I miei vicini di casa, oltre ad aver avuto danni al tetto come me, si sono trovati con alberi sradicati. Le piante che si vedono nella foto sono un susino ed un fico e sono molto vecchi; il vento li ha totalmente divelti dal terreno scaraventandoli a terra ed è stata una fortuna che non siano caduti addosso la mia recinzione, altrimenti avrei avuto anche quella da riparare. Ma non sono gli unici alberi che hanno perso; il loro frutteto si è ritrovato con la frutta a terra.

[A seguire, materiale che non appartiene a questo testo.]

PR #3093, opened 2019-11-21
Sync up can now provided a external id field name

wmathurin:
Locally created records providing an external id are upserted during sync up.

* SyncUpTarget and BatchSyncUpTarget both support the new field
* Added test for SyncUpTarget and BatchSyncUpTarget
* Using the new field in one of the example config and modified config test accordingly

NB:
* ParentChildrenSyncUpTarget does not support it (yet)

### DIFF
--- a/libs/MobileSync/MobileSync/Classes/Target/SFBatchSyncUpTarget.m
+++ b/libs/MobileSync/MobileSync/Classes/Target/SFBatchSyncUpTarget.m
@@ -4,7 +4,7 @@
  Redistribution and use of this software in source and binary forms, with or without modification,
  are permitted provided that the following conditions are met:
  * Redistributions of source code must retain the above copyright notice, this list of conditions
- and the following disclaimer.
+and the following disclaimer.
  * Redistributions in binary form must reproduce the above copyright notice, this list of
  conditions and the following disclaimer in the documentation and/or other materials provided
  with the distribution.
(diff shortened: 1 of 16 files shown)


nzsrini:
Thanks for this field.
Logic fails 
when the application doesn't receive the response from Salesforce when the network is unavailable but the record is already created at S.F end.

The application tries to update when the network is available again using external field then application receive a response with statuscode= 200 (Sucess).
///
In parseIdsFromResponses method, code is checking only status code==201.(Created)
 when we receive status 200 parseIdsFromResponses is returning null.

When it returns null it is not updated to local store.

====================================
+ (NSDictionary<NSString*, NSString*> *)parseIdsFromResponses:(NSArray<SFSDKCompositeResponse*>*)responses {
    NSMutableDictionary *refIdToId = [NSMutableDictionary new];
    for (SFSDKCompositeSubResponse* response in responses) {
        if (response.httpStatusCode == 201 ) {
            NSString *serverId = response.body[kCreatedId];
            refIdToId[response.referenceId] = serverId;
        }
    }
    return refIdToId;
}
-======
--- From Salesforce --
Example JSON response
In API version 46.0 and later, the HTTP status code is 200 (OK) and the successful response is:
{
    "id" : "001D000000Kv3g5IAB",
    "success" : true,
    "errors" : [ ],
    "created": false
}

Le condizioni climatiche sono ormai cambiate da decenni e questa è una cosa che ormai sanno tutti, così come si sa che non si può tornare indietro da questa situazione. Il territorio sta cambiando troppo in fretta per il clima e per la presenza di specie vegetali ed animali non autoctone; l'agricoltura in questo senso ne soffre parecchio. Sta diventando quasi impossibile coltivare la terra. I vigneti che circondavano la mia casa sono tutti spariti e i miei vicini di casa o hanno abbandonato i terreni o cambiato coltivazioni. Adesso, invece delle vigne ci sono i noccioleti, che sembrerebbero essere più resistenti, ma fino a che punto? In quella zona gli alberi da frutta stanno scomparendo.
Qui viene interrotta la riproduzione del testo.